There is nothing new in Gordon Brown’s taste for citizens’ juries and new forms of consultation – the cornerstone of his speech on the “New Politics” today – although his plan to review the Speakers’ Conference will repay careful study as part of what will clearly amount, in the end, to a substantial package of parliamentary reforms. It had emerged overnight that John Bercow, previously expected to defect to Labour from the Tories, will be advising the Government on children with learning difficulties, and the appointment of the Lib Dem, Matthew Taylor, to advise ministers on land use scarcely quickens the pulse. But for now let us acknowledge the truly astonishing news that the Prime Minister has hired Patrick Mercer, former Tory spokesman on homeland security, to advise Lord West, the security minister and former First Sea Lord.
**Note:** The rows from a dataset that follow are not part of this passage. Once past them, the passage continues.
PR #4684, opened 2025-01-09
bicep: Support `@sealed()` decorator on user defined types

### LINKED ISSUE #4659: [Issue] Error when trying to  provision a bicep file using custom types with a `sealed()` decorator

**Output from `azd version`**

azd version 1.11.0 (commit 5b92e0687e1fa96dfc8292f4b900c0c58610b6a5)

**Describe the bug**

When trying to deploy a bicep file that makes use of custom types and the decorator `sealed()` to prevent additional properties, the `azd provision` commands fail with the following error:

`ERROR: initializing provisioning manager: failed unmarshalling arm template from json: json: cannot unmarshal bool into Go struct field ArmTemplateParameterDefinition.definitions.additionalProperties of type azure.ArmTemplateParameterAdditionalProperties`

**To Reproduce**

Run azd provision with a main.bicep file containing the following:

```bicep
@sealed()
type sealedType = {
  test: string
}

output sealedTypeOutput sealedType = {
  test: 'test'
}

```

If you remove the `sealed` decorator, the command will proceed as expected

**Expected behavior**
The ARM JSON `"additionalProperties": false` is supported so that users can make use of the `sealed()` decorator

**Environment**
    * Bicep v0.32
    * IDE and version : VS code 1.96.2

**Additional context**

ellismg:
When the `@sealed()` decorator is applied on user defined types, it causes an `additionalProperties: false` property to be added to the type defintition in the generated arm deployment. Our unmarshalling logic did not understand this pattern and so it would cause an error when trying to unmarshall this, since it expected if `additionalProperties` was set, it would be to set to an object that described information about the additional properties.

I've updated the marshalling code to support `false` as a valid value for the additional properties node when parsing an ARM template. Since Go doesn't have great support for modeling descrimited unions, the new `ArmTemplateParameterAdditionalPropertiesValue` type is used to provide the logcal descrimited union of `false` or a object like value.

Fixes #4659

### DIFF
--- a/cli/azd/pkg/infra/provisioning/bicep/bicep_provider_test.go
+++ b/cli/azd/pkg/infra/provisioning/bicep/bicep_provider_test.go
@@ -1032,9 +1032,10 @@ func TestUserDefinedTypes(t *testing.T) {
 		},
 		objectParam.Properties)
 	require.NotNil(t, objectParam.AdditionalProperties)
+	require.True(t, objectParam.AdditionalProperties.HasAdditionalProperties())
 	require.Equal(
 		t,
-		azure.ArmTemplateParameterAdditionalProperties{
+		azure.ArmTemplateParameterAdditionalPropertiesProperties{
 			Type:      "string",
 			MinLength: to.Ptr(10),
 			Metadata: map[string]json.RawMessage{
@@ -1042,7 +1043,7 @@ func TestUserDefinedTypes(t *testing.T) {
 				"fromDefinitionBar": []byte(`"bar"`),
 			},
 		},
-		objectParam.AdditionalProperties)
+		objectParam.AdditionalProperties.Properties())
 	require.NotNil(t, objectParam.Metadata)
 	require.Equal(
 		t,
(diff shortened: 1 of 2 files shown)


cli/azd/pkg/infra/provisioning/bicep/bicep_provider_test.go
```diff
@@ -1211,6 +1227,18 @@ const userDefinedParamsSample = `{
 			"fromDefinitionFoo": "foo",
 			"fromDefinitionBar": "bar"
 		}
+	  },
```
ellismg, line 1230: I just edited the test template here by hand, @vhvb1989, but if there's some corresponding bicep file that we had that you also want me to go update, just let me know.

cli/azd/pkg/infra/provisioning/bicep/bicep_provider_test.go
```diff
@@ -1032,17 +1032,18 @@ func TestUserDefinedTypes(t *testing.T) {
 		},
 		objectParam.Properties)
 	require.NotNil(t, objectParam.AdditionalProperties)
```
ellismg, line 1034: Just to note, since previously AdditionalProperties was not typed as a `*` value, I think this was always returning true, since the default value would be the zero value which was non nil.

In my change, I made this a pointer type.

ellismg (commented):
You have more context in this part of the code than I do, @vhvb1989, so you'll have a better sense of if I did the right thing here or not.

I'm not sure if there's a case where they can emit `additionalProperties` as `true` (I think this is allowed by JSON Schema, but I'm not sure if bicep ever emits this), but it wasn't clear exactly to me what we should do when `AdditionalProperties` was `true`.  I think in practice we don't have to analyze this part of the document, just make sure as we transform it we keep the text the user provided.  I could imagine changing `ArmTemplateParameterAdditionalPropertiesValue` to also have a `*bool` field, with the idea that either it or the `*ArmTemplateParameterAdditionalPropertiesProperties` is always set (the bool is set to true or false if it was in the document, otherwise the value was an object and the `props` field is set), and we also modify `MarshalJSON` to emit `true` when needed.

vhvb1989 (approved):
LGTM

PR #4690, opened 2025-01-10
Use NET SDK with no Aspire workload in auto-gen pipelines

vhvb1989:
fix: https://github.com/Azure/azure-dev/issues/4691

### DIFF
--- a/cli/azd/resources/pipeline/.azdo/azure-dev.ymlt
+++ b/cli/azd/resources/pipeline/.azdo/azure-dev.ymlt
@@ -25,13 +25,15 @@ steps:
   - pwsh: |
       azd config set auth.useAzCliAuth "true"
     displayName: Configure AZD to Use AZ CLI Authentication.  
-{{- if .InstallDotNetAspire}}
-  - task: Bash@3
-    displayName: Install .NET Aspire workload
+{{- if .InstallDotNetForAspire}}
+  - task: UseDotNet@2
     inputs:
-      targetType: 'inline'
-      script: |
-        dotnet workload install aspire
+      version: '8.x'
+    displayName: Set up .NET 8
+  - task: UseDotNet@2
+    inputs:
+      version: '9.x'
+    displayName: Set up .NET 9
 {{ end }}
   - task: AzureCLI@2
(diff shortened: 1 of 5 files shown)


cli/azd/resources/pipeline/.azdo/azure-dev.ymlt
```diff
@@ -25,13 +25,15 @@ steps:
...
     displayName: Configure AZD to Use AZ CLI Authentication.  
-{{- if .InstallDotNetAspire}}
-  - task: Bash@3
-    displayName: Install .NET Aspire workload
+{{- if .InstallDotNetForAspire}}
+  - task: UseDotNet@2
     inputs:
-      targetType: 'inline'
-      script: |
-        dotnet workload install aspire
```
ellismg, line 34: I know the workload was removed for Aspire 9, but for Aspire 8, it's still present.  Do we need to do with `dotnet workload install` still?  Given that we still install .NET 8, I suspect we are also concerned about support Aspire 8 here (which makes sense, for projects that haven't move to nine)

ellismg (commented):
I think we might still want to install the workload?

cli/azd/resources/pipeline/.azdo/azure-dev.ymlt
vhvb1989: My understanding is that folks are asked to move to Aspire9 instead of bringing fixes for Aspire8.  I don't think we should bring tests for both in azd.
If customers open a bug for latest azd + Aspire8, I think we should ask them to move to Aspire9.

ellismg: > My understanding is that folks are asked to move to Aspire9 instead of bringing fixes for Aspire8. I don't think we should bring tests for both in azd.

Makes sense to me - I suppose if a customer wants to stay on Aspire 8, they just need to edit the generated `azure-dev.yaml` pipeline to install the workload, which is something they can do since it is under their control.

ellismg (approved):
LGTM - The baselines need to be updated and I think that will address the test failures.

Mr Mercer, you may recall, was sacked from the Tory front bench in March after claiming that is just “the way it is” that a black soldier might be called a “black bastard”, and that some “idle and useless” ethnic minority soldiers “used racism as cover for their misdemeanours”. David Cameron saw Mr Mercer’s remarks as a test of his modernising credentials and declared them “totally unacceptable.” There was much grumbling at the time, on the grounds that Mr Mercer had been speaking empirically rather than polemically. Evidently, Mr Brown made a mental note at the time, and has now brought the disgruntled Right-winger into his own Big Tent. Mr Blair used to talk about “Operation Hoover”, his campaign to recruit One Nation Tories and Lib Dems to the New Labour cause. Mr Brown seems to have dumped the Hoover and got hold of a super-powered, commercial-use Dyson. Who’s next? Edward Leigh?